One problem is neighborhoods not necessarily wanting gadgets or more income or upward mobility.
I don't understand what you mean here.
In many areas lower cost housing (not necessarily subsidized but rents you can pay on low wages) they are bad areas.
Absolutely, and the reason many are forced to live and find work in these urban slums in the first place is because enclosure and industrialisation made living in the country no longer viable, destroying many traditional communities entirely. Now the poor who are upright have none of the skills or capital necessary to relocate to the country, nor do they have others who would live nearby, nor access to the sacraments, etc. Traditional life is not considered glamorous enough for the youth, who are taught to idolise the middle class lifestyle and the accoutrements of the city. Likewise, the lack of skills and the inability to access resources such as firewood, common grazing lands, etc., make it incredibly difficult to even sustain a traditional countryside or small-town economy in the first place. Divide et impera.
It's not necessarily wanting materially things but wanting to not live around gangs and other lifestyles they are open about for your children to see. Materialistic suburbanites usually have at least a work ethic and many vices are somewhat hidden.
Materialistic suburbanites live, for the most part, completely meaningless lives glued to their entertainments and restaurants and fashions. Their "culture" is almost entirely the product of shared devotion to sports teams, celebrities, films, music, and trends created and nurtured by large corporate marketing and publicity firms. It's a question of availability. Radio stations have song slots purchased by record companies, whereas few have the time or interest in learning instruments and playing them for one's family or at local festivals. Besides, since everybody drives in the US, they can listen to music or sportscasts during their commute and then have something to discuss with their coworkers.
The material culture that sustains traditional camaraderie and music, of course, is long since broken apart at this point in the process anyway, so most people allow themselves to be carried by inertia into modern socialisation. Public education of course paves the way for that, as well as the scarcity of opportunities afforded by public education for anything else but integration into the consumer culture as saecularised members of the middle class or else members of the metasticising underclass that now afflicts the West. But the prestige of television and of institutions of national scope has a profound impact on the psychology of most. I think a lot of people think of adherence to the "Old Latin Mass" as being such a minority position that it seems like nothing more than quirky antiquarianism. The majority of people are too intellectually mediocre to give most serious subjects a sufficient amount of analysis, so they end up following the herd along the path of least resistance. And the herd usually follows the position that is backed by the most powerful. "I heard it on the news," "The US government said so," "Such and such a social change would be so radical, it will never happen; you have to just accept the way the world is," etc.

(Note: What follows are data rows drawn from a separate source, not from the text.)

PR #1336, opened 2025-02-15
feat: Add a method .style to displays

### LINKED ISSUE #1273: enh: displays should expose a higher `.style(...)` API
As discussed in https://github.com/probabl-ai/skore/issues/1261, we should implement a `.style` that could allow to setup the style of the plotting.

glemaitre:
closes #1273 

This PR is adding a method `.style` used to set the plotting style that can be reused each time the `display.plot()`.

### DIFF
--- a/skore/src/skore/sklearn/_plot/style.py
+++ b/skore/src/skore/sklearn/_plot/style.py
@@ -1,0 +1,48 @@
+class StyleDisplayMixin:
+    """Mixin to control the style plot of a display."""
+
+    @property
+    def _style_params(self):
+        """Get the list of available style parameters.
+
+        Returns
+        -------
+        list
+            List of style parameter names (without '_default_' prefix).
+        """
+        prefix = "_default_"
+        suffix = "_kwargs"
+        return [
+            attr[len(prefix) :]
+            for attr in dir(self)
+            if attr.startswith(prefix) and attr.endswith(suffix)
+        ]
+
+    def style(self, **kwargs):
+        """Set the style parameters for the display.
+
+        Parameters
+        ----------
+        **kwargs : dict
+            Style parameters to set. Each parameter name should correspond to a
+            a style attribute passed to the plot method of the display.
+
+        Returns
+        -------
+        self : object
+            Returns the instance itself.
+
+        Raises
+        ------
+        ValueError
+            If a style parameter is unknown.
+        """
+        for param_name, param_value in kwargs.items():
+            default_attr = f"_default_{param_name}"
+            if not hasattr(self, default_attr):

Wealthy suburbanites have a "work ethic," but it's more of a slavish devotion to their own luxury and comfort than anything else. In the US, the "work ethic" is backed by Anglo-Germanic Protestant social attitudes. It existed before birth control, sure, but now that it has become unmoored from its Protestant religious foundation, it chiefly seems to be justified with strict materialist judgments. For instance, not getting up early and being punctual means you won't be able to succeed in the merciless system; no longer are people treated as idle lowlifes because they don't have jobs as such. Formerly both the wealthy and the poor were considered idle lowlifes by the middle class because they didn't necessarily think that their value as people was measured in their daily net productivity. The moral justification changed but the expectation of the same practice remained.
Using and accepting birth control is likewise considered to be equivalent to being morally and financially responsible, not only because of the problems of having so many mouths to feed but because large families are considered to mean that there is not enough time for individual personalities and relationships to flourish. A family will be sunk under the weight of so many children, social activities, etc. Or they're simply awkward, besides. The "suburban culture" fosters a hatred for anything but blind acceptance of consumerism and the placement of all religious, moral, and philosophical principles beneath the value of efficiency and the satiation of this or that concupiscible desire without which, I have heard many people argue, it is impossible to have a "good life." The "work ethic" of suburbanites today, then, is more of a shrewd calculation whereby people glorify the process whereby they can generate enough income to go on family vacations, send their children to college, and afford a variety of stimulating entertainments and activities. But in reality most of these people contribute nothing to the world. They have only succeeded in becoming cogs in a machine. Their culture is just urban detritus, not coming from the mind but being produced for their passive consumption, with which they sedate themselves into complacency.
Sorry for the long posts. I often use Cathinfo as a means of clarifying my own thoughts on certain matters that I believe are important to figure out. I used to expect people to reply to my posts and comment on them but no longer do.